Prompt:
Below are some records; find each line that carries the word "when" and copy it.

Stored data

Issue #412, opened 2026-08-21
Password history is dropped silently and unconditionally; no way to keep it for reuse analysis


bandrel:
## Summary

Password-history entries are dropped unconditionally on import, with no way to keep them. That is the right default, but it should be a choice, because history is exactly the data you need for password-reuse and rotation analysis.

Current behavior on `v0.8.3-dev` (`hashview/utils/utils.py:662`): any pwdump username containing `_history` is skipped, so both `COMPUTER$_history1` (correct — never crackable, pure noise) and `alice_history0` (arguably valuable) are discarded. #409, #410 and #411 propose extending that same drop to the `user:hash` and NetNTLM paths for consistency, which makes the question sharper rather than moot: after those fixes, history is dropped everywhere.

## Why keeping it can be the right call

An NTDS dump collected with `-history` is the only way to answer questions an assessment actually gets asked:

- Does this org rotate passwords, or increment them? `Summer2024!` → `Summer2025!` shows up only in history.
- Is the current password a reuse of a previous one for the same account?
- How effective was a forced org-wide reset — did people revert to a prior password?

Today that analysis is impossible in Hashview even when the operator deliberately collected the data, and the drop is silent — no count, no warning, nothing in the import summary saying "382 history entries discarded".

## Proposed shape

Split the two cases, since they are not the same decision:

- **Machine accounts** (trailing `$`, including their history) — keep dropping unconditionally. 120-char random secrets, no analytical value, pure denominator inflation.
- **User password history** — a per-import checkbox (default off, matching today's behavior), with the entries flagged rather than merged into the normal population so they can be excluded from crack-rate math but still queried for reuse.

At minimum, even without the toggle: report the count of dropped rows in the import result, so the operator knows the data was discarded rather than silently missing.

## Open questions

- Does a flag belong on the hashfile, on the individual `hashfile_hashes` row, or is a derived-at-query-time suffix match good enough? A row-level column is more honest but means a migration.
- Analytics needs an explicit rule either way: history entries must not count toward total accounts or crack rate, or every percentage on the page changes meaning depending on how the dump was collected.

Raising this as a design question, not a defect — filed so the deliberate-drop behavior is documented somewhere other than an unexplained `continue`.

i128:
[...]

Issue #411, opened 2026-08-21
NetNTLM import filters trailing $ but not $_history, so MACHINE$_history0 is imported


bandrel:
## Summary

The NetNTLM import filter only tests for a trailing `$`, so a machine-account name carrying a history suffix is not recognised.

`hashview/utils/utils.py:677`:

```python
elif file_type == 'NetNTLM':
    # First extracting usernames so we can filter out machine accounts
    if re.search(r"\$$", line.split(':')[0]):
        continue
```

`MACHINE$_history0::CORP:...` does not end in `$` and there is no `_history` clause on this branch (unlike the pwdump branch at `utils.py:662`), so it is imported and then uppercased to `MACHINE$_HISTORY0`.

Verified against `import_hashfilehashes` with `file_type='NetNTLM'`, `hash_type='5500'`, on `v0.8.3-dev` (a8c08dd).

## Impact

Low in practice, and I want to be upfront about that: NetNTLMv1/v2 hashes are challenge/response captures from the wire, and password history does not exist in that channel. I do not have a real-world capture that produces this, and it may not be reachable at all through normal Responder/ntlmrelayx output.

Filing it anyway because it is the same defect class as #409 and #410, the fix is the same one-line predicate swap, and leaving one of three branches inconsistent is how this family of bug regenerated in the first place. If the consensus is that it is unreachable, closing as wontfix is a fine outcome — but then the pwdump/NetNTLM asymmetry deserves a comment explaining why the two branches differ.

## Suggested fix

Route all three format branches through the single shared predicate proposed in #410, rather than three per-format regexes that drift apart.

i128:
fixed in https://github.com/hashview/hashview/pull/415

Issue #410, opened 2026-08-21
pwdump password-history filter is case-sensitive: COMPUTER$_HISTORY0 is imported as a real account


bandrel:
## Summary

The pwdump password-history filter is a case-sensitive substring test, so an uppercased dump slips straight through.

`hashview/utils/utils.py:662`:

```python
if re.search(r"\$$", line.split(':')[0]) or "_history" in line.split(':')[0]:
    continue
```

`"_history" in ...` matches lowercase only. `WIN10$_HISTORY0` does not end in `$` and does not contain the lowercase literal, so it is imported as a normal account.

## Reproduction

pwdump / NTLM (1000):

```
alice:1001:aad3b435b51404eeaad3b435b51404ee:8846f7eaee8fb117ad06bdd830b7586c:::
WIN10$:1002:aad3b435b51404eeaad3b435b51404ee:8846f7eaee8fb117ad06bdd830b7586d:::
WIN10$_history0:1003:aad3b435b51404eeaad3b435b51404ee:8846f7eaee8fb117ad06bdd830b7586e:::
CORP\WIN10$_history1:1004:aad3b435b51404eeaad3b435b51404ee:8846f7eaee8fb117ad06bdd830b7586f:::
WIN10$_HISTORY0:1005:aad3b435b51404eeaad3b435b51404ee:8846f7eaee8fb117ad06bdd830b75870:::
```

Imported: `alice`, **`WIN10$_HISTORY0`**. Everything else is correctly dropped, including the domain-prefixed variant.

Verified against `import_hashfilehashes` on a scratch SQLite app, `v0.8.3-dev` (a8c08dd).

## Impact

Lower than #409 — impacket's `secretsdump.py` emits `_history` lowercase, so the common tooling path is unaffected. It bites when the dump has been uppercased in preprocessing, or comes from a tool that cases the suffix differently. One machine-account history entry per computer object per rotation is enough to skew a hashfile's crack rate, and nothing filters at report time.

## Suggested fix

Case-insensitive, and anchored rather than a bare substring:

```python
_HISTORY_RE = re.compile(r'_history\d*$', re.IGNORECASE)
```

Anchoring is a small behavior change worth calling out: today a real user named `bob_historyclub` is silently dropped, because the check looks for `_history` anywhere in the name. The AD format is always `<name>_history<n>` at the end, so anchoring fixes that false positive at the same time.

## Related

[...]

PR #415, opened 2026-08-21
Filter machine accounts and NTLM password history in every import format (#409, #410, #411)

### LINKED ISSUE #409: user:hash import path never filters machine accounts or password history (COMPUTER$ and COMPUTER$_history1 both imported)
## Summary

Machine-account and password-history filtering on import is implemented per-format, and only two of the formats have it. The `user:hash` format (`file_type == 'user_hash'`, API `file_format` 4) has **no filter at all**, so `COMPUTER$` and `COMPUTER$_history1` are both imported as if they were real user accounts.

There are exactly two machine-account filters in the entire codebase, both in `import_hashfilehashes` (`hashview/utils/utils.py`):

- `utils.py:662` — pwdump: `if re.search(r"\$$", line.split(':')[0]) or "_history" in line.split(':')[0]`
- `utils.py:677` — NetNTLM: `if re.search(r"\$$", line.split(':')[0])`

The `user_hash` branch (`utils.py:634-653`) extracts `username = line.split(':')[0]` and imports unconditionally.

## Reproduction

Importing this as `user:hash` / NTLM (1000):

```
alice:8846f7eaee8fb117ad06bdd830b7586c
WIN10$:8846f7eaee8fb117ad06bdd830b7586d
WIN10$_history0:8846f7eaee8fb117ad06bdd830b7586e
```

Task response:
Today that analysis is impossible in Hashview even when the operator deliberately collected the data, and the drop is silent — no count, no warning, nothing in the import summary saying "382 history entries discarded".
Lower than #409 — impacket's `secretsdump.py` emits `_history` lowercase, so the common tooling path is unaffected. It bites when the dump has been uppercased in preprocessing, or comes from a tool that cases the suffix differently. One machine-account history entry per computer object per rotation is enough to skew a hashfile's crack rate, and nothing filters at report time.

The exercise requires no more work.